Problem to work on
Where the word "handled" shows up in the entries below, please copy the whole line.

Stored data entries
Issue #1171, opened 2015-06-04
Sites tree to raise 'new site / new node' events


zapbot:
```
The sites tree should raise events for events like:
* Node added
* Site added
* Node removed
* Site removed
It would probably be best to plug this into the ExtensionHook mechanism, but other
options can be proposed.

This is one of a series of issues raise based on a thread in the dev group: https://groups.google.com/d/msg/zaproxy-develop/GKSHtogTNP4/Q0-_xUbCX-wJ
```

Original issue reported on code.google.com by `psiinon` on 2014-05-01 12:35:48

kingthorin:
Is the expectation that this be done in site or node constructors, or in any call that adds a site or node to the tree? If the later, how would we ensure that Extensions notify (publish events) of additions?

Was this already tacked and not closed? I do see that SiteMap publishes `SITE_NODE_ADDED_EVENT` events, etc. via https://github.com/zaproxy/zaproxy/blob/296801bb838ae1ceca102a6be5b5ed2e8c29e097/src/org/parosproxy/paros/model/SiteMapEventPublisher.java

thc202:
The events should be published when the nodes/sites are actually added/removed to/from the tree (as currently done in SiteMap for "nodes added" event and should be done for "nodes removed", removeNodeFromParent(...)?).

Not everything, it's missing the events "site added/removed" (if they are really needed) and the notification of "nodes removed".

kingthorin:
Ok, I'll start working this shortly. Thanks for confirming.

kingthorin:
Ok so I've put together a solution for the `SITE_NODE_REMOVED_EVENT` by overriding `removeNodeFromParent` in SiteMap, calling the super method and generating the event.

Any idea what the original distinction between node and site was? I think covering nodes is all that's necessary but maybe I'm missing some part of the original vision?

psiinon:
Quite a few extensions maintain a list of sites in the UI and currently they have to extend SiteMapListener and look at all events and then work out if a site was added or removed. Specific events for just those things would make the code simpler and easier to understand.

PR #2443, opened 2016-04-28
Raise SiteMap Add or Remove Events

kingthorin:
Raise SiteMap Add or Remove Events

SiteMap 
- Add private method handleEvent: Called from findAndAddChild,
findAndAddLeaf, removeNodeFromParent. 
- Add private convenience method publishEvent that accepts an event and
node to publish the necessary event (leveraging
SiteMapEventPublisher). Node events are always published,
site events are also published when the parent is the root of the tree.
- New overridden removeNodeFromParent method that extracts the
node's parent, calls the super method, and makes the call for the event
to be handled.

SiteMapEventPublisher
- Added site events (node events already existed).

Fixes zaproxy/zaproxy#1171

### DIFF
--- a/src/org/parosproxy/paros/model/SiteMap.java
+++ b/src/org/parosproxy/paros/model/SiteMap.java
@@ -48,6 +48,7 @@
 // ZAP: 2015/11/05 Change findNode(..) methods to match top level nodes
 // ZAP: 2015/11/09 Fix NullPointerException when creating a HistoryReference with a request URI without path
 // ZAP: 2016/04/21 Issue 2342: Checks non-empty method for deletion of SiteNodes via API 
+// ZAP: 2016/04/28 Issue 1171: Raise site and node add or remove events
 
 package org.parosproxy.paros.model;
 
@@ -62,6 +63,7 @@ import java.util.SortedSet;
 import java.util.TreeSet;
 
 import javax.swing.tree.DefaultTreeModel;
+import javax.swing.tree.MutableTreeNode;
 import javax.swing.tree.TreeNode;
 
 import org.apache.commons.httpclient.URI;
@@ -84,6 +86,8 @@ import org.zaproxy.zap.view.SiteTreeFilter;
 public class SiteMap extends DefaultTreeModel {
 
 	private static final long serialVersionUID = 2311091007687218751L;
+	
+	private enum EventType {ADD, REMOVE};
 	
 	private static Map<Integer, SiteNode> hrefMap = new HashMap<>();
 
@@ -441,9 +445,7 @@ public class SiteMap extends DefaultTreeModel {
             hrefMap.put(result.getHistoryReference().getHistoryId(), result);
 
             applyFilter(newNode);
-
-            ZAP.getEventBus().publishSyncEvent(SiteMapEventPublisher.getPublisher(), 
-            		new Event(SiteMapEventPublisher.getPublisher(), SiteMapEventPublisher.SITE_NODE_ADDED_EVENT, new Target(result)));
+            handleEvent(parent, result, EventType.ADD);
 
         }
         // ZAP: Cope with getSiteNode() returning null
@@ -503,8 +505,7 @@ public class SiteMap extends DefaultTreeModel {
 
             this.applyFilter(node);
 
-            ZAP.getEventBus().publishSyncEvent(SiteMapEventPublisher.getPublisher(), 
-            		new Event(SiteMapEventPublisher.getPublisher(), SiteMapEventPublisher.SITE_NODE_ADDED_EVENT, new Target(node)));
+            handleEvent(parent, node, EventType.ADD);            
         } else {
            
             // do not replace if
@@ -745,5 +746,48 @@ public class SiteMap extends DefaultTreeModel {
 			clearParentFilter(parent.getParent());
 		}
 	}
+	
+	@Override
+	public void removeNodeFromParent(MutableTreeNode node) {
+		SiteNode parent=(SiteNode)node.getParent();
+		super.removeNodeFromParent(node);
+		handleEvent(parent, (SiteNode)node, EventType.REMOVE);
+	}
 
+	/**
+	 * Handles the publishing of the add or remove event. Node events are always published.
+	 * Site events are only published when the parent of the node is the root of the tree.
+	 * 
+	 * @param parent relevant parent node
+	 * @param node the site node the action is being carried out for
+	 * @param eventType the type of event occurring (ADD or REMOVE)
+	 * @see EventType
+	 * @since TODO add version
+	 */
+	private void handleEvent(SiteNode parent, SiteNode node, EventType eventType) {
+		switch (eventType) {
+		case ADD:
+			publishEvent(SiteMapEventPublisher.SITE_NODE_ADDED_EVENT, node);
+			if (parent == getRoot()) {
+				publishEvent(SiteMapEventPublisher.SITE_ADDED_EVENT, node);
+			}
+			break;
+		case REMOVE:
+			publishEvent(SiteMapEventPublisher.SITE_NODE_REMOVED_EVENT, node);
+			if(parent == getRoot()) {
+				publishEvent(SiteMapEventPublisher.SITE_REMOVED_EVENT, node);
+			}
+		}
+	}
+	
+	/**
+	 * Publish the event being carried out.
+	 * 
+	 * @param event the event that is happening
+	 * @param node the node being acted upon
+	 * @since TODO add version
+	 */
+	private static void publishEvent(String event, SiteNode node) {
+		ZAP.getEventBus().publishSyncEvent(SiteMapEventPublisher.getPublisher(), new Event(SiteMapEventPublisher.getPublisher(), event, new Target(node)));
+	}
 }
--- a/src/org/parosproxy/paros/model/SiteMapEventPublisher.java
+++ b/src/org/parosproxy/paros/model/SiteMapEventPublisher.java
@@ -28,6 +28,8 @@ public class SiteMapEventPublisher implements EventPublisher {
 	private static SiteMapEventPublisher publisher = null;
 	public static final String SITE_NODE_ADDED_EVENT	= "siteNode.added";
 	public static final String SITE_NODE_REMOVED_EVENT	= "siteNode.removed";
+	public static final String SITE_ADDED_EVENT	= "site.added";
+	public static final String SITE_REMOVED_EVENT	= "site.removed";
 	
 	@Override
 	public String getPublisherName() {
@@ -38,7 +40,7 @@ public class SiteMapEventPublisher implements EventPublisher {
 		if (publisher == null) {
 			publisher = new SiteMapEventPublisher(); 
 	        ZAP.getEventBus().registerPublisher(publisher, 
-	        		new String[] {SITE_NODE_ADDED_EVENT, SITE_NODE_REMOVED_EVENT});
+	        		new String[] {SITE_NODE_ADDED_EVENT, SITE_NODE_REMOVED_EVENT, SITE_ADDED_EVENT, SITE_REMOVED_EVENT});
 
 		}
 		return publisher;


src/org/parosproxy/paros/model/SiteMap.java
```diff
@@ -745,5 +743,26 @@ private void clearParentFilter (SiteNode parent) {
 			clearParentFilter(parent.getParent());
 		}
 	}
+	
+	@Override
+	public void removeNodeFromParent(MutableTreeNode node) {
+		super.removeNodeFromParent(node);
+		if(node.getParent() == getRoot()) {
+			ZAP.getEventBus().publishSyncEvent(SiteMapEventPublisher.getPublisher(), 
+	        		new Event(SiteMapEventPublisher.getPublisher(), SiteMapEventPublisher.SITE_REMOVED_EVENT, new Target((SiteNode)node)));
```
thc202: This can be extracted to a method (one that takes the SiteNode and event type), it will reduce  code duplication a little further.

src/org/parosproxy/paros/model/SiteMap.java
```diff
@@ -745,5 +743,26 @@ private void clearParentFilter (SiteNode parent) {
...
+	
+	@Override
+	public void removeNodeFromParent(MutableTreeNode node) {
+		super.removeNodeFromParent(node);
+		if(node.getParent() == getRoot()) {
+			ZAP.getEventBus().publishSyncEvent(SiteMapEventPublisher.getPublisher(), 
+	        		new Event(SiteMapEventPublisher.getPublisher(), SiteMapEventPublisher.SITE_REMOVED_EVENT, new Target((SiteNode)node)));
+		} else {
+			ZAP.getEventBus().publishSyncEvent(SiteMapEventPublisher.getPublisher(), 
+	        		new Event(SiteMapEventPublisher.getPublisher(), SiteMapEventPublisher.SITE_NODE_REMOVED_EVENT, new Target((SiteNode)node)));
```
thc202: This event should be published in both cases, if it is a site or not, otherwise listeners that check only the SITE_NODE events (like the Attack mode) would not know that the node (that represents the site) was added.

src/org/parosproxy/paros/model/SiteMap.java
```diff
@@ -745,5 +743,26 @@ private void clearParentFilter (SiteNode parent) {
...
+		}
+	}
 
+	private void publishAddEvent(SiteNode parent, SiteNode item) {
+        if (parent==(SiteNode) getRoot()) {
```
thc202: The cast can be removed.

src/org/parosproxy/paros/model/SiteMap.java
```diff
@@ -745,5 +743,26 @@ private void clearParentFilter (SiteNode parent) {
...
+        	ZAP.getEventBus().publishSyncEvent(SiteMapEventPublisher.getPublisher(), 
+        			new Event(SiteMapEventPublisher.getPublisher(), SiteMapEventPublisher.SITE_ADDED_EVENT, new Target(item)));
+        } else {
+        	ZAP.getEventBus().publishSyncEvent(SiteMapEventPublisher.getPublisher(), 
+        			new Event(SiteMapEventPublisher.getPublisher(), SiteMapEventPublisher.SITE_NODE_ADDED_EVENT, new Target(item)));
+        }
```
thc202: Same comment (that it needs to be published in both cases).

src/org/parosproxy/paros/model/SiteMap.java
```diff
@@ -745,5 +743,26 @@ private void clearParentFilter (SiteNode parent) {
...
+		if(node.getParent() == getRoot()) {
+			ZAP.getEventBus().publishSyncEvent(SiteMapEventPublisher.getPublisher(), 
+	        		new Event(SiteMapEventPublisher.getPublisher(), SiteMapEventPublisher.SITE_REMOVED_EVENT, new Target((SiteNode)node)));
+		} else {
+			ZAP.getEventBus().publishSyncEvent(SiteMapEventPublisher.getPublisher(), 
+	        		new Event(SiteMapEventPublisher.getPublisher(), SiteMapEventPublisher.SITE_NODE_REMOVED_EVENT, new Target((SiteNode)node)));
+		}
+	}
 
+	private void publishAddEvent(SiteNode parent, SiteNode item) {
```
thc202: btw, some statements/lines (in both methods) are indented with spaces and others with tabs, this should be normalised.

thc202:
Shouldn't the ZAP comment be added to SiteMap class?

kingthorin:
It seems there's no way to identify that a node might be a site during removal (I had really thought that I tested that in the original iteration, but now for removal all details seem to be the same [null parent, index -1, isLeaf always true, etc]...maybe I saw what I wanted to see originally.)

Is there any point in raising Add events for "site" if there will never be a corresponding Remove event?

thc202:
That's a side effect of calling the method removeNodeFromParent, obtaining the parent before calling that method should do it.

src/org/parosproxy/paros/model/SiteMap.java
```diff
@@ -85,6 +87,8 @@
 
 	private static final long serialVersionUID = 2311091007687218751L;
 	
+	private static enum EventType {ADD, REMOVE};
```
thc202: The static modifier can be removed (it's redundant).

src/org/parosproxy/paros/model/SiteMap.java
```diff
@@ -745,5 +746,37 @@ private void clearParentFilter (SiteNode parent) {
...
+	 * Site events are only published when the parent of the node is the root of the tree.
+	 * 
+	 * @param parent relevant parent node
+	 * @param node the site node the action is being carried out for
+	 * @param event the type of event occurring (ADD or REMOVE)
+	 * 
+	 * @see {@code EventType}
+	 * @since (TODO add version)
+	 */
+
```
thc202: This empty line could be removed.

src/org/parosproxy/paros/model/SiteMap.java
```diff
@@ -745,5 +746,37 @@ private void clearParentFilter (SiteNode parent) {
...
+	 * @param event the type of event occurring (ADD or REMOVE)
+	 * 
+	 * @see {@code EventType}
+	 * @since (TODO add version)
+	 */
+	
+	private void publishEvent(SiteNode parent, SiteNode node, EventType eventType) {
+		switch (eventType) {
+		case ADD:
+			ZAP.getEventBus().publishSyncEvent(SiteMapEventPublisher.getPublisher(), new Event(SiteMapEventPublisher.getPublisher(), SiteMapEventPublisher.SITE_NODE_ADDED_EVENT, new Target(node)));
```
thc202: This statement(s) can be extracted to another method, one that just does:
```Java
ZAP.getEventBus().publishSyncEvent(SiteMapEventPublisher.getPublisher(), new Event(SiteMapEventPublisher.getPublisher(), event, new Target(node)));
```
We would just need to change one place, if anything needs to be changed in how the events are published.

src/org/parosproxy/paros/model/SiteMap.java
```diff
@@ -745,5 +746,37 @@ private void clearParentFilter (SiteNode parent) {
...
+			if (parent == getRoot()) {
+				ZAP.getEventBus().publishSyncEvent(SiteMapEventPublisher.getPublisher(), new Event(SiteMapEventPublisher.getPublisher(), SiteMapEventPublisher.SITE_ADDED_EVENT, new Target(node)));
+			}
+		case REMOVE:
+			ZAP.getEventBus().publishSyncEvent(SiteMapEventPublisher.getPublisher(), new Event(SiteMapEventPublisher.getPublisher(), SiteMapEventPublisher.SITE_NODE_REMOVED_EVENT, new Target((SiteNode)node)));
+			if(node.getParent() == getRoot()) {
```
thc202: `parent` instead of `node.getParent()`?

thc202:
The pull request or commit message should say that it fixes the issue.

src/org/parosproxy/paros/model/SiteMap.java
```diff
@@ -745,5 +746,49 @@ private void clearParentFilter (SiteNode parent) {
 			clearParentFilter(parent.getParent());
 		}
 	}
+	
+	public void removeNodeFromParent(SiteNode node) {
```
thc202: Probably safer to override the method removeNodeFromParent(MutableTreeNode) (we could validate that the node is a SiteNode).

kingthorin: Will do. Removing the override and switching back to SiteNode for the param was just a change that I guess I lost track off while dealing with the null parent issue. Which as you pointed out was a time of use issue (can't get the parent from the node if the node has already been removed oops).

kingthorin:
Good catch

src/org/parosproxy/paros/model/SiteMap.java
```diff
@@ -745,5 +746,51 @@ private void clearParentFilter (SiteNode parent) {
 			clearParentFilter(parent.getParent());
 		}
 	}
+	
+	@Override
+	public void removeNodeFromParent(MutableTreeNode node) {
+		SiteNode parent=(SiteNode)node.getParent();
+		super.removeNodeFromParent((MutableTreeNode) node);
```
thc202: This cast can be removed.

src/org/parosproxy/paros/model/SiteMap.java
```diff
@@ -745,5 +746,51 @@ private void clearParentFilter (SiteNode parent) {
...
+		handleEvent(parent, (SiteNode)node, EventType.REMOVE);
+	}
 
+	/**
+	 * Handles the publishing of the add or remove event. Node events are always published.
+	 * Site events are only published when the parent of the node is the root of the tree.
+	 * 
+	 * @param parent relevant parent node
+	 * @param node the site node the action is being carried out for
+	 * @param event the type of event occurring (ADD or REMOVE)
```
thc202: The parameter name should be `eventType`.

src/org/parosproxy/paros/model/SiteMap.java
```diff
@@ -745,5 +746,51 @@ private void clearParentFilter (SiteNode parent) {
...
+	 *
```
thc202: This empty line could be removed.

src/org/parosproxy/paros/model/SiteMap.java
```diff
@@ -745,5 +746,51 @@ private void clearParentFilter (SiteNode parent) {
...
 
+	/**
+	 * Handles the publishing of the add or remove event. Node events are always published.
+	 * Site events are only published when the parent of the node is the root of the tree.
+	 * 
+	 * @param parent relevant parent node
+	 * @param node the site node the action is being carried out for
+	 * @param event the type of event occurring (ADD or REMOVE)
+	 * 
+	 * @see {@code EventType}
```
thc202: Should be just `@see EventType` (it will link automatically to the enum).

src/org/parosproxy/paros/model/SiteMap.java
```diff
@@ -745,5 +746,51 @@ private void clearParentFilter (SiteNode parent) {
...
+	 * @since (TODO add version)
```
thc202: The parenthesis can be removed.

src/org/parosproxy/paros/model/SiteMap.java
```diff
@@ -745,5 +746,51 @@ private void clearParentFilter (SiteNode parent) {
...
+			publishEvent(SiteMapEventPublisher.SITE_NODE_ADDED_EVENT, node);
+			if (parent == getRoot()) {
+				publishEvent(SiteMapEventPublisher.SITE_ADDED_EVENT, node);
+			}
+			break;
+		case REMOVE:
+			publishEvent(SiteMapEventPublisher.SITE_NODE_REMOVED_EVENT, node);
+			if(parent == getRoot()) {
+				publishEvent(SiteMapEventPublisher.SITE_REMOVED_EVENT, node);
+				System.out.println("Site - Remove");
```
thc202: This statement should be removed.

src/org/parosproxy/paros/model/SiteMap.java
```diff
@@ -745,5 +746,51 @@ private void clearParentFilter (SiteNode parent) {
...
+			}
+		}
+	}
+	
+	/**
+	 * Publish the event being carried out.
+	 * 
+	 * @param event the event that is happening
+	 * @param node the node being acted upon
+	 *
```
thc202: This empty line could be removed.

src/org/parosproxy/paros/model/SiteMap.java
```diff
@@ -745,5 +746,51 @@ private void clearParentFilter (SiteNode parent) {
...
+		}
+	}
+	
+	/**
+	 * Publish the event being carried out.
+	 * 
+	 * @param event the event that is happening
+	 * @param node the node being acted upon
+	 * 
+	 * @since (TODO add version)
```
thc202: The parenthesis can be removed.

src/org/parosproxy/paros/model/SiteMap.java
```diff
@@ -745,5 +746,51 @@ private void clearParentFilter (SiteNode parent) {
...
+	 */
+	private void publishEvent(String event, SiteNode node) {
```
thc202: Consider adding the static modifier.

src/org/parosproxy/paros/model/SiteMap.java
```diff
@@ -745,5 +746,51 @@ private void clearParentFilter (SiteNode parent) {
...
+		ZAP.getEventBus().publishSyncEvent(SiteMapEventPublisher.getPublisher(), new Event(SiteMapEventPublisher.getPublisher(), event, new Target(node)));
```
thc202: The tabs at the end of the line should be removed.

kingthorin:
Tks, all done.

thc202:
Looks good to me, thank you.

PR #2444, opened 2016-04-28
Generate Authorization Java API class

thc202:
Generate Authorization Java API class to already include it in the
ClientApi class (and not be forgotten).


kingthorin:
Looks good

PR #2447, opened 2016-04-29
Allow to copy active scan's progress details

### LINKED ISSUE #1864: Copy scan progress as text to clipboard
Its nice that you can see the process of a scan by rule in the scan progress dialog. But it would be even nicer if you could copy a text version of that status into the clipboard so you could easily use it/send it to someone else as text without having to take a screenshot and send it that way.

thc202:
Change class ScanProgressDialog to allow to copy (to the clipboard) the
contents of the table that shows the progress of the active scan. The
change adds a button (to the footer of the dialogue, same place as the
close button) that does the actual copy of contents to the clipboard.
Change classes ScanProgressActionIcon and ScanProgressItem to implement
the method toString(), used when copying the data.

Fix #1864 - Copy scan progress as text to clipboard


kingthorin:
Looks good

PR #2448, opened 2016-04-29
Change README to inform about Xfvb, when headless

thc202:
Update the section "Headless Environment" of README (and README.weekly)
to mention the use of applications like Xfvb when running in a headless
environment to use functionalities/add-ons that require a display.

Related to changes for #2390 - HeadlessException should be handled more
gracefully & README needs Headless details


kingthorin:
Looks good

PR #2438, opened 2016-04-26
Show more informative error on proxy read timeout

thc202:
Change class ProxyThread to set a more informative error message into
the body of the HTTP response, indicating that a read timeout occurred
while reading the response after the seconds defined in the Connection
options panel (as proposed in the issue report).

Fix #2400 - Show a more informative message on read timeouts through the
proxy

PR #2449, opened 2016-04-29
Adjust ProxyThread log levels and log read timeout

thc202:
Change class ProxyThread to adjust the log level of exceptions caused by
listeners (a probable issue/bug) from WARN to ERROR and change some log
WARN levels to DEBUG (ones that are not an issue/bug). Also, change to
log the timeout with WARN level, per discussion in #2438.
Change log4j.properties file to remove the override that changed the
default log level (of the class ProxyThread) to ERROR.


kingthorin:
Looks good

PR #2453, opened 2016-05-02
Include all DDNs when exporting a context

### LINKED ISSUE #2451: Only a single Data Driven Node can be saved in a context
OWASP ZAP 2.4.3 running on a Kali Linux VM.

Output for this task
to be handled.
Related to changes for #2390 - HeadlessException should be handled more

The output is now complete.